Exercise objective: Reproduce all the entries beneath this sentence exactly.

[[ Data in this exercise, beginning ]]

PR #1086, opened 2015-02-17
Fix ruleset National-Security-Agency.xml by removing non-resolving host

mnordhoff:
Yes, "nsa.gov" really doesn't resolve. "www.nsa.gov" works.

By the way, I suspect the website no longer has the mixed-content issues it used to, but I can't say for certain and don't know how to test.


jsha:
Thanks!

PR #1087, opened 2015-02-17
install-dev-dependencies.sh fails after cloning

NovemberZulu:
Fix: install-dev-dependencies.sh fails if run just after cloning due to missing https-everywhere-checker/requirements.txt. This file is created when the corresponding submodule is updated.


jsha:
Thanks!

NovemberZulu:
You are welcome!

PR #1088, opened 2015-02-17
Improve error message for ruleset coverage checker.

jsha:
Indicates which docs to read for improvements.

cc @cooperq for code review.


StevenRoddis:
If possible could the line number where the problem is also be displayed?

jsha:
That may be a little hard. It depends on whether libxml gives you the line number for tags it parsed.

Filed an issue: https://github.com/EFForg/https-everywhere/issues/1097

cooperq:
LGTM

PR #1089, opened 2015-02-17
Escape HTML tags in ruleset-testing.md

mnordhoff:
HTML in ruleset-style.md is escaped, but it's not in ruleset-testing.md, so it doesn't get displayed properly on Github:

See:

https://github.com/mnordhoff/https-everywhere/blob/ruleset-testing-html/ruleset-testing.md


jsha:
Thanks!

PR #1098, opened 2015-02-18
Fix MySQL rule.

jsha:
foo.mysql.com and similar test URLs failed the fetch test. Also there were more
exclusions than inclusions, so turned the rule into an explicit list of good
subdomains.

cc @cooperq for review


julianladisch:
add <target host="bugs.mysql.com"/>

cooperq:
looks good.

[[ Data in this exercise, end ]]

Your response:
PR #1086, opened 2015-02-17
Fix ruleset National-Security-Agency.xml by removing non-resolving host

mnordhoff:
Yes, "nsa.gov" really doesn't resolve. "www.nsa.gov" works.

By the way, I suspect the website no longer has the mixed-content issues it used to, but I can't say for certain and don't know how to test.


jsha:
Thanks!

PR #1087, opened 2015-02-17
install-dev-dependencies.sh fails after cloning

NovemberZulu:
Fix: install-dev-dependencies.sh fails if run just after cloning due to missing https-everywhere-checker/requirements.txt. This file is created when the corresponding submodule is updated.


jsha:
Thanks!

NovemberZulu:
You are welcome!

PR #1088, opened 2015-02-17
Improve error message for ruleset coverage checker.

jsha:
Indicates which docs to read for improvements.

cc @cooperq for code review.


StevenRoddis:
If possible could the line number where the problem is also be displayed?

jsha:
That may be a little hard. It depends on whether libxml gives you the line number for tags it parsed.

Filed an issue: https://github.com/EFForg/https-everywhere/issues/1097

cooperq:
LGTM

PR #1089, opened 2015-02-17
Escape HTML tags in ruleset-testing.md

mnordhoff:
HTML in ruleset-style.md is escaped, but it's not in ruleset-testing.md, so it doesn't get displayed properly on Github:

See:

https://github.com/mnordhoff/https-everywhere/blob/ruleset-testing-html/ruleset-testing.md


jsha:
Thanks!

PR #1098, opened 2015-02-18
Fix MySQL rule.

jsha:
foo.mysql.com and similar test URLs failed the fetch test. Also there were more
exclusions than inclusions, so turned the rule into an explicit list of good
subdomains.

cc @cooperq for review


julianladisch:
add <target host="bugs.mysql.com"/>

cooperq:
looks good.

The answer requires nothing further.